She worked with an older missionary, Jeannie Lawson, to found an inn where
traveling merchants could get a hot meal and hear stories from the Bible.
Gladys was initially rejected as a potential missionary to
China because of her lack of education. She spent her life savings on her
passage. Appointed by the local official to serve as a foot inspector, she
toured the countryside to enforce the new law against foot binding
and met with much success. She also took in orphans and adopted several for
herself.
Amy intervened in a volatile prison riot, and advocated for
prison reform. When the region was invaded by Japanese forces in 1938, Gladys
led around a hundred children to safety over the mountains despite being
wounded herself. She returned to England in the 1940s, and then tried to go
back to China but was re-denied entry by the Communist government. Gladys ended
up in Taiwan where she started another orphanage until her death. She was known
in China as Ai-weh-deh (Virtuous
One).
4.
Lottie Moon
(1840 – 1912) was a highly educated Virginia native (she was born “Charlotte
Digges Moon”) on her family’s ancestral slave-run tobacco plantation. She
became a teacher and then was called, at age 33, to serve for decades in China
with the Southern Baptist Convention. She went to join to her sister, Eddie, who was stationed
at the North China Mission in the treaty port of Dengzhou.
When China was facing plague, famine, revolution, and war,
Moon shared her personal finances and food with anyone in need around her. She died of starvation, in the harbor
of Kobe, Japan,
while en route back to the United States. (At that point she weighed only 50
pounds.) Southern Baptists have named their annual mission fund after Lottie
Moon.
It finances half the entire Southern Baptist mission’s
budget every year. Lottie Moon Cookies:
Moon won over the children in her Chinese village by making tea cakes for them
— they called her “the cookie lady” instead of “foreign devil.” Baptist
families bake Lottie Moon Cookies for Christmas.
5.
Mary Slessor
(1848 – 1915) was a Victorian mill girl who left the slums of Dundee,
Scotland,
to live among the
tribes of Calabar, Nigeria,
to take up the mantle of David Livingstone
two years after he died. While in Africa, Mary became acquainted with the
writer Mary Kingsley.
Although the latter had never been brought up a Christian,
their common status of being single females living among native populations
with little company created the basis for lasting friendship.
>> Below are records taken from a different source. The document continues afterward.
PR #1365, opened 2019-07-30
Do not check for a connection existence if none is set

scottinet:
# Description

The router "controller", amongst other tasks, manages connections, to allow skipping requests from dead connections.

This PR fixes 2 minor problems:
* some protocols cannot maintain a connection identifier (e.g. UDP, MODBUS, ...): the router now only checks the connection identifier if one is set
* the check always returns `true` for the HTTP protocol, because requests from Kuzzle Proxy cannot declare new connections beforehand. But this makes Kuzzle execute all HTTP requests, even useless ones from dropped HTTP connections. So this has been changed so that request coming from the proxy now have a special flag in the request.connection.misc object, and the router controller now relies on that flag to let pass proxy requests

It also fixes a leak occuring when requests are dropped by the funnel controller because its associated connection has been killed: the funnel now answers to protocols (embedded or not) with an appropriate error when that happens, allowing protocols to clean up resources if necessary.

# Other change

* Connections managed by the router controller are now stored in a map, which is a lot more suited for storing highly volatile keys (better performances)
* The documentation `doc.sh prepare` script fails if the framework repository is already there. This is fixed by force-pulling the repository instead of trying to clone it if it already exists.

### DIFF
--- a/doc/doc.sh
+++ b/doc/doc.sh
@@ -20,8 +20,14 @@ fi
 
 case $1 in
   prepare)
-    echo "Clone documentation framework"
-    git clone --depth 10 --single-branch --branch master https://github.com/kuzzleio/documentation.git framework/
+    if [ -d "framework" ]
+    then
+      echo "Pulling latest framework version"
+      bash -c "cd framework && git reset --hard HEAD~ && git pull"
+    else
+      echo "Clone documentation framework"
+      git clone --depth 10 --single-branch --branch master https://github.com/kuzzleio/documentation.git framework/
+    fi
 
     echo "Link local doc for dead links checking"
     rm framework/src$DOC_PATH
--- a/doc/doc.sh
+++ b/doc/doc.sh
@@ -20,14 +20,10 @@ fi
 
 case $1 in
   prepare)
-    if [ -d "framework" ]
-    then
-      echo "Pulling latest framework version"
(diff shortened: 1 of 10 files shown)


scottinet:
@Shiranuit @Aschen > due to unforeseen consequences of enforcing a live connection for HTTP requests with requests emanating from the (deprecated) Kuzzle Proxy, this PR got a bit more complex than I first anticipated. I'm afraid I need you to re-review it. :sweat:

doc/doc.sh
```diff
@@ -20,8 +20,14 @@ fi
 
 case $1 in
   prepare)
-    echo "Clone documentation framework"
-    git clone --depth 10 --single-branch --branch master https://github.com/kuzzleio/documentation.git framework/
+    if [ -d "framework" ]
+    then
+      echo "Pulling latest framework version"
+      bash -c "cd framework && git reset --hard HEAD~ && git pull"
```
Aschen:
```suggestion
      bash -c "cd framework && git reset --hard HEAD~ && git checkout master && git pull"
```
We have to switch back to master before pulling (see this failing build: https://app.netlify.com/sites/doc-sdk-javascript/deploys/5d40611fbfdf50000a98d5a7)

scottinet: Good call :+1:

scottinet: @Aschen > done

PR #1371, opened 2019-08-01
Fix erroneous protocols.execute documentation

scottinet:
# Description

The current documentation for the `execute` method exposed to custom protocols is a copy of the one for the same function name exposed to plugins. But in reality, these 2 functions have different behaviors:

- The `execute` exposed to protocols only takes a callback, it never returns a promise. This is a design choice, to keep the number of items in the event loop in check (whereas most plugins are executed after the funnel, which regulates the number of concurrent requests at any given time)
- The returned value is not an updated `Request` object, but a serialized JSON response, that a protocol must use to respond to its requesting clients


doc/1/protocols/api/entrypoint/execute/index.md
```diff
@@ -10,7 +10,7 @@ title: execute
 
 Executes a Kuzzle's [API action](/core/1/api/).
 
-The `execute` function main usage is to forward users API requests to Kuzzle.
+The `execute` function main usage is to forward users API requests to Kuzzle.
```
Yoann-Abbes:
```suggestion
The `execute` function main usage is to forward users API requests to Kuzzle.
```

doc/1/protocols/api/entrypoint/execute/index.md
```diff
@@ -24,38 +24,57 @@ execute(request, [callback]);
...
+This resulting object contains the following properties:
 
-- if it is: the `execute` function returns nothing, and the callback is called once the API call is finished, with the following arguments: `callback(error, request)`
-- otherwise: the `execute` function returns a promise, resolving to the updated request, or rejected with a KuzzleError object
+* `raw` (boolean, default `false`): if `false`, the response content is a JSON object following the [Kuzzle standard response format](core/1/api/essentials/kuzzle-response/). Otherwise, the content can be anything, depending on the executed API action.
+* `status` (integer, default `200`): request status, following the standard [HTTP status codes](https://en.wikipedia.org/wiki/List_of_HTTP_status_codes)
+* `requestId` (string, nullable): request identifier set by clients, and used to link asynchronous responses to emitted requests.
+* `content`: the response itself, this is the payload that should be sent to the requesting client following the implemented protocol format. This property type partlydepends the value of the `raw` flag (if `false`, then the content is always a JSON object).
```
Yoann-Abbes:
```suggestion
* `content`: the response itself, this is the payload that should be sent to the requesting client following the implemented protocol format. This property type partly depends on the value of the `raw` flag (if `false`, then the content is always a JSON object).
```

PR #1333, opened 2019-06-24
Add subcodes to kuzzle core entrypoints

Yoann-Abbes:
## What does this PR do ?

Jira : [Subtask](https://jira.kaliop.net/browse/KZL-1200) from this [story](https://jira.kaliop.net/browse/KZL-1192)

This PR is to merge into the `KZL-1035-subcode-error` [(here)](https://github.com/kuzzleio/kuzzle/pull/1306) branch, such as the PRs to come.

Add subcodes to : 
`authController`
`adminController`
`bulkController`
`securityController`
`memoryStorage`
`funnelController`
`collectionController`
`indexController`
`documentController`

Add/adapt unit test.

Did not do for `PluginImplementationError`, it will be in another PR (it's another [subtask](https://jira.kaliop.net/browse/KZL-1199))

### How should this be manually tested?

unit tests

### Boyscout

80 columns

PR #1374, opened 2019-08-01
Add revokeTokens route to Security Controller

Yoann-Abbes:
## What does this PR do ?

Adds a `revokeTokens` route to the security controller, with tests and documentation page

https://jira.kaliop.net/browse/KZL-507

unit/functional tests


Aschen:
I'm thinking that we could both have revoke all tokens and revoke one token with this route.  
User could provide an array of token that need to be revoked to revoke specific token.  
If no array if provided, this route revoke all user tokens

scottinet:
@aschen That would mean that an administrator would know what tokens to revoke beforehand and that does not sound practical to me. How do you propose to make that work? :thinking:

Aschen:
> @Aschen That would mean that an administrator would know what tokens to revoke beforehand and that does not sound practical to me. How do you propose to make that work? thinking

I just thinking about and you're right, we would need a `security:listToken` before

scottinet:
@Aschen I'm absolutely and completely against any addition to API allowing tokens to be leaked to the outside.

scottinet:
@Aschen > check out JIRA KZL-509, I described how we could let users manage their sessions, without ever leaking tokens. I think this is the way to go, and it would be easy to add API routes in the security controller to allow an administrator to manage another user's sessions.

Aschen:
> @Aschen > check out JIRA KZL-509, I described how we could let users manage their sessions, without ever leaking tokens. I think this is the way to go, and it would be easy to add API routes in the security controller to allow an administrator to manage another user's sessions.

Yes you're right, I have been thinking about it and it's not possible to have this kind of route.  
Eventually the route could list token by another identifier but we would need to add metadata (like ip adress) to allow users to identify legitimate sessions

lib/config/httpRoutes.js
```diff
@@ -280,6 +280,7 @@ module.exports = [
   {verb: 'delete', url: '/roles/:_id', controller: 'security', action: 'deleteRole'},
   {verb: 'delete', url: '/users/:_id', controller: 'security', action: 'deleteUser'},
   {verb: 'delete', url: '/credentials/:strategy/:_id', controller: 'security', action: 'deleteCredentials'},
+  {verb: 'delete', url: '/_revokeTokens/:_id', controller: 'security', action: 'revokeTokens'},
```
benoitvidis: I would find 
`DELETE /users/:_id/tokens` more RESTful (not using gh suggestion here as it will break the functional tests & doc).

lib/api/controllers/securityController.js
```diff
@@ -1024,6 +1025,21 @@ class SecurityController extends BaseController {
...
+
+    const userId = request.input.resource._id;
+    return this.kuzzle.repositories.user.load(userId)
+      .then(user => {
+        if (!user) {
+          return Bluebird.reject(new NotFoundError(`User with id ${userId} not found`));
+        }
+        
+        this.kuzzle.repositories.token.deleteByUserId(userId);
+        return Bluebird.resolve();
```
benoitvidis: Useless promise (you are already in a promise context)

features/kuzzle.feature
```diff
@@ -604,6 +604,7 @@ Feature: Kuzzle functional tests
     Then I am able to perform a scrollUsers request
     Then I delete the user "user2-id"
     Then I search for {"ids":{"type": "users", "values":["#prefix#useradmin-id"]}} and find 1 users matching {"_id":"#prefix#useradmin-id","_source":{"name":{"first":"David","last":"Bowie"}}}
+    Then I revoke all tokens of the user "useradmin-id"
     When I log in as useradmin:testpwd expiring in 1h
```
benoitvidis: Shoudn't we test the the user's token are actually revoked?

something like:
- log in as user
- revoke user's token
- call any action
- get an error (which one btw?)

Probably deserves a dedicated scenario.

test/api/controllers/securityController/users.test.js
```diff
@@ -767,4 +767,16 @@ describe('Test: security controller - users', () => {
       });
     });
   });
+
+  describe('#revokeTokens', () => {
+    it('should revoke all tokens related to a given user', () => {
+      
+      return should(securityController.revokeTokens((new Request({ _id: 'test', })))).be.resolved();
```
benoitvidis: shouldn't we test the repository deletion method is called?

doc/1/api/controllers/security/revoke-tokens/index.md
```diff
@@ -0,0 +1,56 @@
...
+Revokes every token of a given user.
+
+---
+
+## Query Syntax
+
+### HTTP
+
+```http
+URL: http://kuzzle:7512/_revokeTokens_/<_id>
```
Aschen:
```suggestion
URL: http://kuzzle:7512/users/:_id/tokens
```

doc/1/api/controllers/security/revoke-tokens/index.md
```diff
@@ -0,0 +1,56 @@
...
+Method: DELETE
+Body:
```
Aschen:
```suggestion
```

doc/1/api/controllers/security/revoke-tokens/index.md
```diff
@@ -0,0 +1,56 @@
...
+---
+
+## Response
+
+```js
+{
+  "status": 200,
+  "error": null,
+  "result": {
+    "_id": "<kuid>"
```
Aschen: IMHO the route should return nothing (`null`)

features/kuzzle.feature
```diff
@@ -589,6 +589,16 @@ Feature: Kuzzle functional tests
...
 
+  @security
+  Scenario: revoke user's tokens
+    When I create a new role "role1" with id "role1"
+    And I create a new profile "profile1" with id "profile1"
+    And I create a user "user1" with id "user1-id"
+    Then I log in as user1:testpwd1 expiring in 1h
+    Then I'm able to find rights for user "user1-id"
+    Then I revoke all tokens of the user "user1-id"
+    Then I'm not able to find rights for user "user1-id"
```
Aschen: I think you should use the route `checkToken` with the revoked JWT instead

lib/api/controllers/securityController.js
```diff
@@ -1024,6 +1025,19 @@ class SecurityController extends BaseController {
...
   }
+
+  revokeTokens(request) {
+    assertHasId(request);
+
+    const userId = request.input.resource._id;
+    return this.kuzzle.repositories.user.load(userId)
+      .then(user => {
+        if (!user) {
+          return Bluebird.reject(new NotFoundError(`User with id ${userId} not found`));
```
Aschen: There is no need to use `Bluebird.reject` since you are already in a promise chain. If you throw an exception inside the promise chain, the entire promise will be rejected.
And also you could use the errorManger here no?

Yoann-Abbes: I prefere to wait https://github.com/kuzzleio/kuzzle/pull/1333 is merged before using the errorsManager here to avoid conflicts

lib/api/controllers/securityController.js
```diff
@@ -1024,6 +1025,19 @@ class SecurityController extends BaseController {
...
   }
+
+  revokeTokens(request) {
+    assertHasId(request);
+
+    const userId = request.input.resource._id;
+    return this.kuzzle.repositories.user.load(userId)
+      .then(user => {
+        if (!user) {
+          throw new NotFoundError(`User with id ${userId} not found`);
```
Aschen: Use the errorManager

lib/api/controllers/securityController.js
```diff
@@ -1212,6 +1213,19 @@ class SecurityController extends BaseController {
...
+  revokeTokens(request) {
+    assertHasId(request);
+
+    const userId = request.input.resource._id;
+    return this.kuzzle.repositories.user.load(userId)
+      .then(user => {
+        if (!user) {
+          errorsManager.throw('user_not_found', userId);
+        }
+        return this.kuzzle.repositories.token.deleteByUserId(userId);
```
Aschen: The documentation indicate that this route return `null` but here you return the result of `deleteByUserId`

PR #2331, opened 2022-04-14
Support for multiple alias pointing to one index

Shiranuit:
## What does this PR do ?

This PR allows to have multiple alias pointing to a single ES index.

Create some alias on an ES Index, you should be able to push document in a collections using one of the many aliases of the collection
`POST localhost:9200/%26index1.collection1/_alias/%40%26myindex.mycollection`

### Other changes

Fix an issue in multisearch where the request was not given to a function that requires it for permission checking on indexes.
Add functional tests to ensure multisearch is working
Add caching to index resolution from alias
Change how index resultion from alias is done to support the case where multiple alias are pointing to a same index


lib/model/security/user.ts
```diff
@@ -87,16 +87,16 @@ export class User {
...
 
   /**
    * Verifies that every targets are allowed by at least one profile,
    * while skipping the ones that includes a wildcard since they will be expanded
    * later on, based on index and collections authorized for the given user.
    */
-  private async areTargetsAllowed (profiles: Profile[], targets: Target[]) {
-    const profilesPolicies = await Bluebird.map(profiles, profile => profile.getAllowedPolicies());
+  private async areTargetsAllowed (request: KuzzleRequest, profiles: Profile[], targets: Target[]) {
+    const profilesPolicies = await Bluebird.map(profiles, profile => profile.getAllowedPolicies(request));
```
Aschen, line 99: `Bluebird.map` should be replaced by `Promise.all`, it would have detected the error

lib/service/storage/elasticsearch.js
```diff
@@ -401,35 +402,106 @@ class ElasticSearch extends Service {
...
   }
 
-  async _formatSearchResult (body) {
+  /**
+   * Generate a map that associate an alias to a pair of index and collection
+   * 
+   * @param {*} targets 
+   * @returns 
+   */
+  mapTargetsToAlias (targets) {
```
Aschen, line 433: This method should starts with `_`

lib/service/storage/elasticsearch.js
```diff
@@ -401,35 +402,106 @@ class ElasticSearch extends Service {
...
+      for (const targetCollection of target.collections) {
+        const alias = this._getAlias(target.index, targetCollection);
+
+        if (! aliasToTargets[alias]) {
+          aliasToTargets[alias] = {
+            collection: targetCollection,
+            index: target.index,
+          };
+        }
+
```
Aschen, line 446:
```suggestion
```

lib/service/storage/elasticsearch.js
```diff
@@ -401,35 +402,106 @@ class ElasticSearch extends Service {
...
+      }
+    }
+
+    return aliasToTargets;
+  }
+
+  async _formatSearchResult (body, searchInfo = {}) {
+
```
Aschen, line 454:
```suggestion
```

lib/service/storage/elasticsearch.js
```diff
@@ -401,35 +402,106 @@ class ElasticSearch extends Service {
...
-      if (hit._index) {
-        alias = await this._getAliasFromIndice(hit._index);
+        /**
+         * Since multiple alias can point to the same index in ES, we need to
+         * find the first alias that exists in the map of aliases associated
+         * to the targets.
+         */
+        const alias = aliases.find(_alias => {
+          return aliasToTargets[_alias];
+        });
```
Aschen, line 492:
```suggestion
        const alias = aliases.find(_alias => aliasToTargets[_alias]);
```

Aschen (changes requested):
I started a PR to fix the multi search as well, can you use the documentation fix I made as well ? 
https://github.com/kuzzleio/kuzzle/pull/2322/files

Also, I noticed that `User.areTargetsAllowed` did not had unit tests, it could be good to add them for future maintainers

Aschen (approved):

clementbolin (approved):

PR #2332, opened 2022-04-15
Improve security message for SDK usage

Aschen:
## What does this PR do ?

Improve security log message when the action come from the EmbeddedSDK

The tribal people believed that if a woman gave birth to
twins, one of the twins was the offspring of the Devil who had secretly mated
with the mother. Since the innocent child was impossible to distinguish, both
should be killed (the mother was often killed as well). Mary fought hard to end
this practice. Mary died in
Nigeria at age sixty-seven.
There was great mourning among the tribes to whom she’d
dedicated her life. During London Fashion Week in 2010, Nigerian-born designers
Bunmi Olaye and Francis Udom named Mary as one of
the muses behind their collection, which
fused Victorian costume with furs of the African tribe Mary had lived in. Mary
had rescued Francis’s great-grandmother, who was born a twin, from human
sacrifice.
6.
Ann Haseltine
Judson (1789 – 1826) was a Bradford, Massachusetts teacher, and the wife of Andoiram Judson. Two weeks after
they married, the couple set out on a mission trip to India, and then to Burma.
While her husband was imprisoned in Burma under suspicion of
being a spy, Ann wrote stories of the struggles she faced on her own in the
mission field. She included tragic descriptions of child marriages, female
infanticide, and the trials of the Burmese women who had no rights except for
those their husbands gave them. She
died of smallpox in Burma at age thirty-seven.
The Lord understands all
this. Jesus assures His disciples of God's sympathy for them in their needs and
weaknesses. Not a sigh is breathed, not a pain felt, not a grief pierces the
soul, but the throb vibrates to the Father's heart.” (Ellen G. White) [i]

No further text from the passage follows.